» Data for analysis

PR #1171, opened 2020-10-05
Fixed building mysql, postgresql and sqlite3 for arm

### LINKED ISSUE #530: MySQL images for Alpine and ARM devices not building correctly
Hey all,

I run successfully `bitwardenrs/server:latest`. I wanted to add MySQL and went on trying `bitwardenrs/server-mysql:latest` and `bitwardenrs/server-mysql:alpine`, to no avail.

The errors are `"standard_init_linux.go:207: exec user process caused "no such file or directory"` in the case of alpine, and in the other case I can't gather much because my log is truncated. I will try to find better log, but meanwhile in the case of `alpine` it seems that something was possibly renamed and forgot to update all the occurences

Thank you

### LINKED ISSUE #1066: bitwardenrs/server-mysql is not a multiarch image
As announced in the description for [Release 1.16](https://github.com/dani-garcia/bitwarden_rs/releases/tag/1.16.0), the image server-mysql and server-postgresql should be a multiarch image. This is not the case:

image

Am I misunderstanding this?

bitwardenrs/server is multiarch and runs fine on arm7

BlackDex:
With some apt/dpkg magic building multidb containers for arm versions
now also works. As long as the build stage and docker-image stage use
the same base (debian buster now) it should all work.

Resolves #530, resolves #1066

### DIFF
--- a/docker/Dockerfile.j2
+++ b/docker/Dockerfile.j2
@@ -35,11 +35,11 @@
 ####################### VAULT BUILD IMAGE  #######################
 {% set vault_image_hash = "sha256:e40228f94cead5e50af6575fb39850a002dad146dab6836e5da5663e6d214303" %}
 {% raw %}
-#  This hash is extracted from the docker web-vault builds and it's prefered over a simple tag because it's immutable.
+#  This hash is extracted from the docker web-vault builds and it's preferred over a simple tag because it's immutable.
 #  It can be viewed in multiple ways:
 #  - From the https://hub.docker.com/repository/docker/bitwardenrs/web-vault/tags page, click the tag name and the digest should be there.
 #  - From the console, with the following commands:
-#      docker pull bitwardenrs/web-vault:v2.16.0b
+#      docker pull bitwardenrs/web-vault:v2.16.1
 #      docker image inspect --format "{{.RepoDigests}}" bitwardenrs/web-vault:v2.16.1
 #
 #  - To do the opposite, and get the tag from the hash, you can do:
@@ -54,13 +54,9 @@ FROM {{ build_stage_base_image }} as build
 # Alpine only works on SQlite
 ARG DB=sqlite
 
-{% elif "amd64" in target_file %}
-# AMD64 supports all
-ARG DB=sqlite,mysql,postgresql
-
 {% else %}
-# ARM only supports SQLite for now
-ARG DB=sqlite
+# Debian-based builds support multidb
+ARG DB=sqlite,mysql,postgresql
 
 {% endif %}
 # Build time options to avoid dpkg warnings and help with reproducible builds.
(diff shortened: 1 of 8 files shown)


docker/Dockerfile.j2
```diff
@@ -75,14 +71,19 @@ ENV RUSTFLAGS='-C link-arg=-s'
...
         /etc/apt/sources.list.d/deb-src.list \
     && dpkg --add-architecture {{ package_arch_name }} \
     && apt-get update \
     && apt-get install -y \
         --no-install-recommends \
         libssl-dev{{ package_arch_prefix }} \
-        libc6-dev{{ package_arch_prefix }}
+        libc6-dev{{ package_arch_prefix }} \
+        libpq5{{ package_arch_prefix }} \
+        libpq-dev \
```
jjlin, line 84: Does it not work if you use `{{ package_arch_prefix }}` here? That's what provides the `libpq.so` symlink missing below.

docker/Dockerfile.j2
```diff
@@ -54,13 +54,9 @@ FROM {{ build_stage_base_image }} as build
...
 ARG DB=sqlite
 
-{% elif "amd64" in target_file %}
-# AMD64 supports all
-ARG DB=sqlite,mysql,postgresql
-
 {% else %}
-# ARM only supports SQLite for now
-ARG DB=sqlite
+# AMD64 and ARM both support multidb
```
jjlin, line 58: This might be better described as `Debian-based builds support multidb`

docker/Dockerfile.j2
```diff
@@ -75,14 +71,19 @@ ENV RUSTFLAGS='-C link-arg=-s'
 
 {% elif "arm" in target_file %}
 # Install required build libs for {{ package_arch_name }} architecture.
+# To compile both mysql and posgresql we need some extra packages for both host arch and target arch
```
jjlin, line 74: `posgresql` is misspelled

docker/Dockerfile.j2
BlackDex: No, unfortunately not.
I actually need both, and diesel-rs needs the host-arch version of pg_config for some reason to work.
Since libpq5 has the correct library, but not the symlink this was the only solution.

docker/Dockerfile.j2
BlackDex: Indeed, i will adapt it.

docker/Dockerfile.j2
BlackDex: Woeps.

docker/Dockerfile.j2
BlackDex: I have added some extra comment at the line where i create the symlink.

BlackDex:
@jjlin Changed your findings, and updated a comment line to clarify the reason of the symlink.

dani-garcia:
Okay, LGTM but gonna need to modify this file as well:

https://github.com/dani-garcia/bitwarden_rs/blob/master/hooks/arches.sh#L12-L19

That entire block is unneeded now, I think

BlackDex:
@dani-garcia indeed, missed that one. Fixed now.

» Work request
Output each record precisely as given.

» Solution for this task
PR #1171, opened 2020-10-05
Fixed building mysql, postgresql and sqlite3 for arm

### LINKED ISSUE #530: MySQL images for Alpine and ARM devices not building correctly
Hey all,

I run successfully `bitwardenrs/server:latest`. I wanted to add MySQL and went on trying `bitwardenrs/server-mysql:latest` and `bitwardenrs/server-mysql:alpine`, to no avail.

The errors are `"standard_init_linux.go:207: exec user process caused "no such file or directory"` in the case of alpine, and in the other case I can't gather much because my log is truncated. I will try to find better log, but meanwhile in the case of `alpine` it seems that something was possibly renamed and forgot to update all the occurences

Thank you

### LINKED ISSUE #1066: bitwardenrs/server-mysql is not a multiarch image
As announced in the description for [Release 1.16](https://github.com/dani-garcia/bitwarden_rs/releases/tag/1.16.0), the image server-mysql and server-postgresql should be a multiarch image. This is not the case:

image

Am I misunderstanding this?

bitwardenrs/server is multiarch and runs fine on arm7

BlackDex:
With some apt/dpkg magic building multidb containers for arm versions
now also works. As long as the build stage and docker-image stage use
the same base (debian buster now) it should all work.

Resolves #530, resolves #1066

### DIFF
--- a/docker/Dockerfile.j2
+++ b/docker/Dockerfile.j2
@@ -35,11 +35,11 @@
 ####################### VAULT BUILD IMAGE  #######################
 {% set vault_image_hash = "sha256:e40228f94cead5e50af6575fb39850a002dad146dab6836e5da5663e6d214303" %}
 {% raw %}
-#  This hash is extracted from the docker web-vault builds and it's prefered over a simple tag because it's immutable.
+#  This hash is extracted from the docker web-vault builds and it's preferred over a simple tag because it's immutable.
 #  It can be viewed in multiple ways:
 #  - From the https://hub.docker.com/repository/docker/bitwardenrs/web-vault/tags page, click the tag name and the digest should be there.
 #  - From the console, with the following commands:
-#      docker pull bitwardenrs/web-vault:v2.16.0b
+#      docker pull bitwardenrs/web-vault:v2.16.1
 #      docker image inspect --format "{{.RepoDigests}}" bitwardenrs/web-vault:v2.16.1
 #
 #  - To do the opposite, and get the tag from the hash, you can do:
@@ -54,13 +54,9 @@ FROM {{ build_stage_base_image }} as build
 # Alpine only works on SQlite
 ARG DB=sqlite
 
-{% elif "amd64" in target_file %}
-# AMD64 supports all
-ARG DB=sqlite,mysql,postgresql
-
 {% else %}
-# ARM only supports SQLite for now
-ARG DB=sqlite
+# Debian-based builds support multidb
+ARG DB=sqlite,mysql,postgresql
 
 {% endif %}
 # Build time options to avoid dpkg warnings and help with reproducible builds.
(diff shortened: 1 of 8 files shown)


docker/Dockerfile.j2
```diff
@@ -75,14 +71,19 @@ ENV RUSTFLAGS='-C link-arg=-s'
...
         /etc/apt/sources.list.d/deb-src.list \
     && dpkg --add-architecture {{ package_arch_name }} \
     && apt-get update \
     && apt-get install -y \
         --no-install-recommends \
         libssl-dev{{ package_arch_prefix }} \
-        libc6-dev{{ package_arch_prefix }}
+        libc6-dev{{ package_arch_prefix }} \
+        libpq5{{ package_arch_prefix }} \
+        libpq-dev \
```
jjlin, line 84: Does it not work if you use `{{ package_arch_prefix }}` here? That's what provides the `libpq.so` symlink missing below.

docker/Dockerfile.j2
```diff
@@ -54,13 +54,9 @@ FROM {{ build_stage_base_image }} as build
...
 ARG DB=sqlite
 
-{% elif "amd64" in target_file %}
-# AMD64 supports all
-ARG DB=sqlite,mysql,postgresql
-
 {% else %}
-# ARM only supports SQLite for now
-ARG DB=sqlite
+# AMD64 and ARM both support multidb
```
jjlin, line 58: This might be better described as `Debian-based builds support multidb`

docker/Dockerfile.j2
```diff
@@ -75,14 +71,19 @@ ENV RUSTFLAGS='-C link-arg=-s'
 
 {% elif "arm" in target_file %}
 # Install required build libs for {{ package_arch_name }} architecture.
+# To compile both mysql and posgresql we need some extra packages for both host arch and target arch
```
jjlin, line 74: `posgresql` is misspelled

docker/Dockerfile.j2
BlackDex: No, unfortunately not.
I actually need both, and diesel-rs needs the host-arch version of pg_config for some reason to work.
Since libpq5 has the correct library, but not the symlink this was the only solution.

docker/Dockerfile.j2
BlackDex: Indeed, i will adapt it.

docker/Dockerfile.j2
BlackDex: Woeps.

docker/Dockerfile.j2
BlackDex: I have added some extra comment at the line where i create the symlink.

BlackDex:
@jjlin Changed your findings, and updated a comment line to clarify the reason of the symlink.

dani-garcia:
Okay, LGTM but gonna need to modify this file as well:

https://github.com/dani-garcia/bitwarden_rs/blob/master/hooks/arches.sh#L12-L19

That entire block is unneeded now, I think

BlackDex:
@dani-garcia indeed, missed that one. Fixed now.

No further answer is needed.